Task instructions. After the line containing "import static java.util.stream.Collectors.toMap;", write nothing more; before it, reproduce every line of the material below exactly, starting with the first.

Input.
<<<<

PR #1552, opened 2016-10-19
Issue 1530

gibsong:
This check in includes the server side allocatedMemory statistic.  Also I had to increase the build.gradle maxHeapSize to 2048m otherwise 48 of the :clustered:client tests failed because the JVM ran out of memory.  I did try to to avoid this by forcing the passthrough server to call the serverside destroy method but this didn't seem to work.

### DIFF
--- a/build.gradle
+++ b/build.gradle
@@ -125,7 +125,7 @@ subprojects {
   }
 
   test {
-    maxHeapSize = "1024m"
+    maxHeapSize = "1408m"
     systemProperty 'java.awt.headless', 'true'
     if (parent.isCloudbees) {
       systemProperty 'disable.concurrent.tests', 'true'
--- a/clustered/server/src/main/java/org/ehcache/clustered/server/EhcacheStateServiceImpl.java
+++ b/clustered/server/src/main/java/org/ehcache/clustered/server/EhcacheStateServiceImpl.java
@@ -16,6 +16,7 @@
 
 package org.ehcache.clustered.server;
 
+import java.util.Arrays;
 import org.ehcache.clustered.common.PoolAllocation;
 import org.ehcache.clustered.common.ServerSideConfiguration;
 import org.ehcache.clustered.common.internal.ServerStoreConfiguration;
@@ -32,6 +33,7 @@ import org.ehcache.clustered.common.internal.exceptions.InvalidStoreException;
 import org.ehcache.clustered.common.internal.exceptions.InvalidStoreManagerException;
 import org.ehcache.clustered.common.internal.exceptions.LifecycleException;
 import org.ehcache.clustered.common.internal.exceptions.ResourceConfigurationException;
+import org.terracotta.context.TreeNode;
 import org.terracotta.entity.ServiceRegistry;
 import org.terracotta.offheapresource.OffHeapResource;
 import org.terracotta.offheapresource.OffHeapResourceIdentifier;
@@ -40,6 +42,7 @@ import org.terracotta.offheapstore.paging.OffHeapStorageArea;
 import org.terracotta.offheapstore.paging.Page;
 import org.terracotta.offheapstore.paging.PageSource;
 import org.terracotta.offheapstore.paging.UpfrontAllocatingPageSource;
+import org.terracotta.statistics.StatisticsManager;
 
 import java.util.Collections;
 import java.util.HashMap;
@@ -49,14 +52,42 @@ import java.util.Map;
 import java.util.Set;
 import java.util.concurrent.ConcurrentHashMap;
 import java.util.concurrent.ConcurrentMap;
+import java.util.concurrent.Callable;
+import java.util.function.Function;
 
 import static java.util.stream.Collectors.toMap;
 import static org.terracotta.offheapstore.util.MemoryUnit.GIGABYTES;
 import static org.terracotta.offheapstore.util.MemoryUnit.MEGABYTES;
 
+
 public class EhcacheStateServiceImpl implements EhcacheStateService {
 
   private static final Logger LOGGER = LoggerFactory.getLogger(EhcacheStateServiceImpl.class);
+
+  private static final String STATISTICS_STORE_TAG = "ServerStore";
+  private static final String STATISTICS_POOL_TAG = "Pool";
+  private static final String PROPERTY_STORE_KEY = "storeName";
+  private static final String PROPERTY_POOL_KEY = "poolName";
+
+  private static final Map<String, Function<ServerStoreImpl,Number>> STAT_STORE_METHOD_REFERENCES = new HashMap<>();
+  private static final Map<String, Function<ResourcePageSource,Number>> STAT_POOL_METHOD_REFERENCES = new HashMap<>();
+
+  static {
+    STAT_STORE_METHOD_REFERENCES.put("allocatedMemory", ServerStoreImpl::getAllocatedMemory);
+    STAT_STORE_METHOD_REFERENCES.put("dataOccupiedMemory", ServerStoreImpl::getDataOccupiedMemory);
+    STAT_STORE_METHOD_REFERENCES.put("occupiedMemory", ServerStoreImpl::getOccupiedMemory);
+    STAT_STORE_METHOD_REFERENCES.put("dataOccupiedMemory", ServerStoreImpl::getDataOccupiedMemory);
+    STAT_STORE_METHOD_REFERENCES.put("entries", ServerStoreImpl::getSize);
+    STAT_STORE_METHOD_REFERENCES.put("usedSlotCount", ServerStoreImpl::getUsedSlotCount);
+    STAT_STORE_METHOD_REFERENCES.put("dataVitalMemory", ServerStoreImpl::getDataVitalMemory);
+    STAT_STORE_METHOD_REFERENCES.put("vitalMemory", ServerStoreImpl::getVitalMemory);
+    STAT_STORE_METHOD_REFERENCES.put("reprobeLength", ServerStoreImpl::getReprobeLength);
+    STAT_STORE_METHOD_REFERENCES.put("removedSlotCount", ServerStoreImpl::getRemovedSlotCount);
+    STAT_STORE_METHOD_REFERENCES.put("dataSize", ServerStoreImpl::getDataSize);
+    STAT_STORE_METHOD_REFERENCES.put("tableCapacity", ServerStoreImpl::getTableCapacity);
+
+    STAT_POOL_METHOD_REFERENCES.put("allocatedSize", ResourcePageSource::getAllocatedSize);
+  }
 
   private final ServiceRegistry services;
   private final Set<String> offHeapResourceIdentifiers;
@@ -241,6 +272,7 @@ public class EhcacheStateServiceImpl implements EhcacheStateService {
     } else if (source.reserve(pool.getSize())) {
       try {
         pageSource = new ResourcePageSource(pool);
+        registerPoolStatistics(poolName, pageSource);
       } catch (RuntimeException t) {
         source.release(pool.getSize());
         throw new ResourceConfigurationException("Failure allocating pool " + pool, t);
@@ -250,6 +282,42 @@ public class EhcacheStateServiceImpl implements EhcacheStateService {
       throw new ResourceConfigurationException("Insufficient defined resources to allocate pool " + poolName + "=" + pool);
     }
     return pageSource;
+  }
+
+  private void registerStoreStatistics(ServerStoreImpl store, String storeName) throws InvalidStoreException {
+    STAT_STORE_METHOD_REFERENCES.entrySet().stream().forEach((entry)->
+      registerStatistic(store, storeName, entry.getKey(), STATISTICS_STORE_TAG, PROPERTY_STORE_KEY, () -> entry.getValue().apply(store) ));
+  }
+
+  private void registerPoolStatistics(String poolName, ResourcePageSource pageSource) {
+    STAT_POOL_METHOD_REFERENCES.entrySet().stream().forEach((entry)->
+      registerStatistic(pageSource, poolName, entry.getKey(), STATISTICS_POOL_TAG, PROPERTY_POOL_KEY, () -> entry.getValue().apply(pageSource))
+    );
+  }
+
+  private void unRegisterStoreStatistics(ServerStoreImpl store) {
+    TreeNode node = StatisticsManager.nodeFor(store);
+
+    if(node != null) {
+      node.clean();
+    }
+  }
+
+  private void unRegisterPoolStatistics(ResourcePageSource pageSource) {
+    TreeNode node = StatisticsManager.nodeFor(pageSource);
+
+    if(node != null) {
+      node.clean();
+    }
+  }
+
+  private void registerStatistic(Object context, String name, String observerName, String tag, String propertyKey, Callable<Number> callable) {
+    Set<String> tags = new HashSet<String>(Arrays.asList(tag,"tier"));
+    Map<String, Object> properties = new HashMap<String, Object>();
+    properties.put("discriminator", tag);
+    properties.put(propertyKey, name);
+
+    StatisticsManager.createPassThroughStatistic(context, observerName, tags, properties, callable);
   }
 
   private void releaseDedicatedPool(String name, PageSource pageSource) {
@@ -270,6 +338,7 @@ public class EhcacheStateServiceImpl implements EhcacheStateService {
 
   public void destroy() {
     for (Map.Entry<String, ServerStoreImpl> storeEntry: stores.entrySet()) {
+      unRegisterStoreStatistics(storeEntry.getValue());
       storeEntry.getValue().close();
     }
     stores.clear();
@@ -300,6 +369,7 @@ public class EhcacheStateServiceImpl implements EhcacheStateService {
     ServerSideConfiguration.Pool pool = resourcePageSource.getPool();
     OffHeapResource source = services.getService(OffHeapResourceIdentifier.identifier(pool.getServerResource()));
     if (source != null) {
+      unRegisterPoolStatistics(resourcePageSource);
       source.release(pool.getSize());
       LOGGER.info("Released {} bytes from resource '{}' for {} pool '{}'", pool.getSize(), pool.getServerResource(), poolType, poolName);
     }
@@ -313,11 +383,15 @@ public class EhcacheStateServiceImpl implements EhcacheStateService {
     PageSource resourcePageSource = getPageSource(name, serverStoreConfiguration.getPoolAllocation());
     ServerStoreImpl serverStore = new ServerStoreImpl(serverStoreConfiguration, resourcePageSource, mapper);
     stores.put(name, serverStore);
+
+    registerStoreStatistics(serverStore, name);
+
     return serverStore;
   }
 
   public void destroyServerStore(String name) throws ClusterException {
     final ServerStoreImpl store = stores.remove(name);
+    unRegisterStoreStatistics(store);
     if (store == null) {
       throw new InvalidStoreException("Clustered tier '" + name + "' does not exist");
     } else {
@@ -418,6 +492,10 @@ public class EhcacheStateServiceImpl implements EhcacheStateService {
 
     public ServerSideConfiguration.Pool getPool() {
       return pool;
+    }
+
+    public long getAllocatedSize() {
+      return delegatePageSource.getAllocatedSizeUnSync();
     }
 
     @Override
--- a/clustered/server/src/main/java/org/ehcache/clustered/server/ServerStoreImpl.java
+++ b/clustered/server/src/main/java/org/ehcache/clustered/server/ServerStoreImpl.java
@@ -100,38 +100,68 @@ public class ServerStoreImpl implements ServerStore, MapInternals {
 
 
   @Override
-  public long getDataAllocatedMemory() {return store.getDataAllocatedMemory();}
+  public long getSize() {
+    return store.getSize();
+  }
 
   @Override
-  public long getAllocatedMemory() {return store.getAllocatedMemory();}
+  public long getTableCapacity() {
+    return store.getTableCapacity();
+  }
 
   @Override
-  public long getRemovedSlotCount() {return store.getRemovedSlotCount();}
+  public long getUsedSlotCount() {
+    return store.getUsedSlotCount();
+  }
 
   @Override
-  public long getDataVitalMemory() {return store.getDataVitalMemory();}
+  public long getRemovedSlotCount() {
+    return store.getRemovedSlotCount();
+  }
 
   @Override
-  public int getReprobeLength() {return store.getReprobeLength();}
+  public long getAllocatedMemory() {
+    return store.getAllocatedMemory();
+  }
 
   @Override
-  public long getDataSize() {return store.getDataSize();}
+  public long getOccupiedMemory() {
+    return store.getOccupiedMemory();
+  }
 
   @Override
-  public long getDataOccupiedMemory() {return store.getDataOccupiedMemory();}
+  public long getVitalMemory() {
+    return store.getVitalMemory();
+  }
 
   @Override
-  public long getUsedSlotCount() {return store.getUsedSlotCount();}
+  public long getDataAllocatedMemory() {
+    return store.getDataAllocatedMemory();
+  }
 
   @Override
-  public long getSize() {return store.getSize();}
+  public long getDataOccupiedMemory() {
+    return store.getDataOccupiedMemory();
+  }
 
   @Override
-  public long getVitalMemory() {return store.getVitalMemory();}
+  public long getDataVitalMemory() {
+    return store.getDataVitalMemory();
+  }
 
   @Override
-  public long getOccupiedMemory() {return store.getOccupiedMemory();}
+  public long getDataSize() {
+    return store.getDataSize();
+  }
 
   @Override
-  public long getTableCapacity() {return store.getTableCapacity();}
+  public int getReprobeLength() {
+    //TODO
+    //MapInternals Interface may need to change to implement this function correctly.
+    //Currently MapInternals Interface contains function: int getReprobeLength();
+    //however OffHeapServerStore.reprobeLength() returns a long
+    //Thus there could be data loss
+
+    throw new UnsupportedOperationException("Not supported yet.");
+  }
 }
--- a/clustered/client/src/test/java/org/ehcache/clustered/client/internal/UnitTestConnectionService.java
+++ b/clustered/client/src/test/java/org/ehcache/clustered/client/internal/UnitTestConnectionService.java
@@ -32,6 +32,7 @@ import java.util.HashMap;
 import java.util.IdentityHashMap;
 import java.util.List;
 import java.util.Map;
+import java.util.Map.Entry;
 import java.util.Properties;
 
 import org.ehcache.clustered.client.internal.lock.VoltronReadWriteLockEntityClientService;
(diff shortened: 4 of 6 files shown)


clustered/server/src/main/java/org/ehcache/clustered/server/EhcacheStateServiceImpl.java
```diff
@@ -231,6 +232,14 @@ private ResourcePageSource createPageSource(String poolName, ServerSideConfigura
     } else if (source.reserve(pool.getSize())) {
       try {
         pageSource = new ResourcePageSource(pool);
+
+        registerStatistic(pageSource, poolName, "allocatedMemory" ,new Callable<Number>() {
+          @Override
+          public Number call() throws Exception {
+            return pageSource.delegatePageSource.getAllocatedSize();
```
mathieucarbou: you should use `getAllocatedSizeUnsync` to avoid blocking

clustered/server/src/main/java/org/ehcache/clustered/server/EhcacheStateServiceImpl.java
```diff
@@ -242,6 +251,15 @@ private ResourcePageSource createPageSource(String poolName, ServerSideConfigura
     return pageSource;
   }
 
+  private void registerStatistic(Object context, String alias, String observerName, Callable callable) {
+    Set<String> tags = new HashSet<String>(Arrays.asList("ClusteredServerSide","tier"));
```
mathieucarbou: should replace ClusteredServerSide by `PageSource ` : and put a constant, like it is done for observers on client side.

clustered/server/src/main/java/org/ehcache/clustered/server/EhcacheActiveEntity.java
```diff
@@ -742,6 +743,11 @@ private void destroyServerStore(ClientDescriptor clientDescriptor, DestroyServer
     boolean isDuplicate = isLifeCycleMessageDuplicate(destroyServerStore);
 
     if (!isDuplicate) {
+      ServerStoreImpl store = ehcacheStateService.getStore(name);
+      if (store != null) {
+        StatisticsManager.nodeFor(store.getPageSource()).clean();
```
gibsong: I guess there is a small chance it could happen.  I added a null check here and also in EhcachePassiveEntity

clustered/server/src/main/java/org/ehcache/clustered/server/EhcacheStateServiceImpl.java
gibsong: I just updated it. I added a constant for "PageSource" and removed "ClusteredServerSide"

clustered/server/src/main/java/org/ehcache/clustered/server/EhcacheActiveEntity.java
```diff
@@ -742,6 +744,14 @@ private void destroyServerStore(ClientDescriptor clientDescriptor, DestroyServer
     boolean isDuplicate = isLifeCycleMessageDuplicate(destroyServerStore);
 
     if (!isDuplicate) {
+      ServerStoreImpl store = ehcacheStateService.getStore(name);
```
mathieucarbou: I think this code should be moved into `ehcacheStateService.destroyServerStore(name);` 

It would be better to have all the code within the same class and classloader

clustered/server/src/main/java/org/ehcache/clustered/server/EhcachePassiveEntity.java
```diff
@@ -222,6 +224,14 @@ private void destroyServerStore(DestroyServerStore destroyServerStore) throws Cl
 
     String name = destroyServerStore.getName();
 
+    ServerStoreImpl store = ehcacheStateService.getStore(name);
+    if (store != null) {
+      TreeNode node = StatisticsManager.nodeFor(store.getPageSource());
```
mathieucarbou: I think this code should be moved into ehcacheStateService.destroyServerStore(name);

It would be better to have all the code within the same class and classloader

gibsong:
Mathieu, yes i plan to add tests.  I can also do in a seperate PR if this needs to be merged ASAP.

clustered/server/src/main/java/org/ehcache/clustered/server/EhcacheActiveEntity.java
gibsong: So that is were I originally had the code, but the method never seemed to get called in my testing.  Although after talking with you yesterday now I know why it wasn't called.  I do agree the placement is better here.  I just made the change and tested it.  It seems to be working fine.

mathieucarbou:
no it's ok ;-) no urgency.

gibsong:
test please

gibsong:
please test

gibsong:
test this please

gibsong:
test this please

gibsong:
test this please

clustered/server/src/main/java/org/ehcache/clustered/server/EhcacheStateServiceImpl.java
```diff
@@ -242,6 +247,105 @@ private ResourcePageSource createPageSource(String poolName, ServerSideConfigura
     return pageSource;
   }
 
+  private void registerStatistics(String cacheAlias, PageSource pageSource) {
```
mathieucarbou: I think `cacheAlias ` should be renamed to `storeName` or `storeId`

clustered/server/src/main/java/org/ehcache/clustered/server/EhcacheStateServiceImpl.java
```diff
@@ -242,6 +247,105 @@ private ResourcePageSource createPageSource(String poolName, ServerSideConfigura
...
+    });
+
+    registerStatistic(pageSource, cacheAlias, "dataOccupiedMemory" ,new Callable<Number>() {
+      @Override
+      public Number call() throws Exception {
+        return store.dataOccupiedMemory();
+      }
+    });
+
+    registerStatistic(pageSource, cacheAlias, "mappings" ,new Callable<Number>() {
```
mathieucarbou: perhaps much more `entries` or `size` instead of `mappings` ?

mathieucarbou:
You mixed up pool stats and store stats. pools and stores are 2 different concepts.

all the stats you registered are for stores, and they should be based on ServerStoreImpl 
And we should have 1 stat (allocatedMemory) for PageSource context (pool)

clustered/server/src/main/java/org/ehcache/clustered/server/EhcacheStateServiceImpl.java
```diff
@@ -48,15 +47,21 @@
...
+import org.terracotta.context.TreeNode;
 import static org.terracotta.offheapstore.util.MemoryUnit.GIGABYTES;
 import static org.terracotta.offheapstore.util.MemoryUnit.MEGABYTES;
+import org.terracotta.statistics.StatisticsManager;
 
 public class EhcacheStateServiceImpl implements EhcacheStateService {
 
   private static final Logger LOGGER = LoggerFactory.getLogger(EhcacheStateServiceImpl.class);
 
+  private static final String STATISTICS_TAG = "PageSource";
```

>>>>

Solution for this task.
PR #1552, opened 2016-10-19
Issue 1530

gibsong:
This check in includes the server side allocatedMemory statistic.  Also I had to increase the build.gradle maxHeapSize to 2048m otherwise 48 of the :clustered:client tests failed because the JVM ran out of memory.  I did try to to avoid this by forcing the passthrough server to call the serverside destroy method but this didn't seem to work.

### DIFF
--- a/build.gradle
+++ b/build.gradle
@@ -125,7 +125,7 @@ subprojects {
   }
 
   test {
-    maxHeapSize = "1024m"
+    maxHeapSize = "1408m"
     systemProperty 'java.awt.headless', 'true'
     if (parent.isCloudbees) {
       systemProperty 'disable.concurrent.tests', 'true'
--- a/clustered/server/src/main/java/org/ehcache/clustered/server/EhcacheStateServiceImpl.java
+++ b/clustered/server/src/main/java/org/ehcache/clustered/server/EhcacheStateServiceImpl.java
@@ -16,6 +16,7 @@
 
 package org.ehcache.clustered.server;
 
+import java.util.Arrays;
 import org.ehcache.clustered.common.PoolAllocation;
 import org.ehcache.clustered.common.ServerSideConfiguration;
 import org.ehcache.clustered.common.internal.ServerStoreConfiguration;
@@ -32,6 +33,7 @@ import org.ehcache.clustered.common.internal.exceptions.InvalidStoreException;
 import org.ehcache.clustered.common.internal.exceptions.InvalidStoreManagerException;
 import org.ehcache.clustered.common.internal.exceptions.LifecycleException;
 import org.ehcache.clustered.common.internal.exceptions.ResourceConfigurationException;
+import org.terracotta.context.TreeNode;
 import org.terracotta.entity.ServiceRegistry;
 import org.terracotta.offheapresource.OffHeapResource;
 import org.terracotta.offheapresource.OffHeapResourceIdentifier;
@@ -40,6 +42,7 @@ import org.terracotta.offheapstore.paging.OffHeapStorageArea;
 import org.terracotta.offheapstore.paging.Page;
 import org.terracotta.offheapstore.paging.PageSource;
 import org.terracotta.offheapstore.paging.UpfrontAllocatingPageSource;
+import org.terracotta.statistics.StatisticsManager;
 
 import java.util.Collections;
 import java.util.HashMap;
@@ -49,14 +52,42 @@ import java.util.Map;
 import java.util.Set;
 import java.util.concurrent.ConcurrentHashMap;
 import java.util.concurrent.ConcurrentMap;
+import java.util.concurrent.Callable;
+import java.util.function.Function;
 
 import static java.util.stream.Collectors.toMap;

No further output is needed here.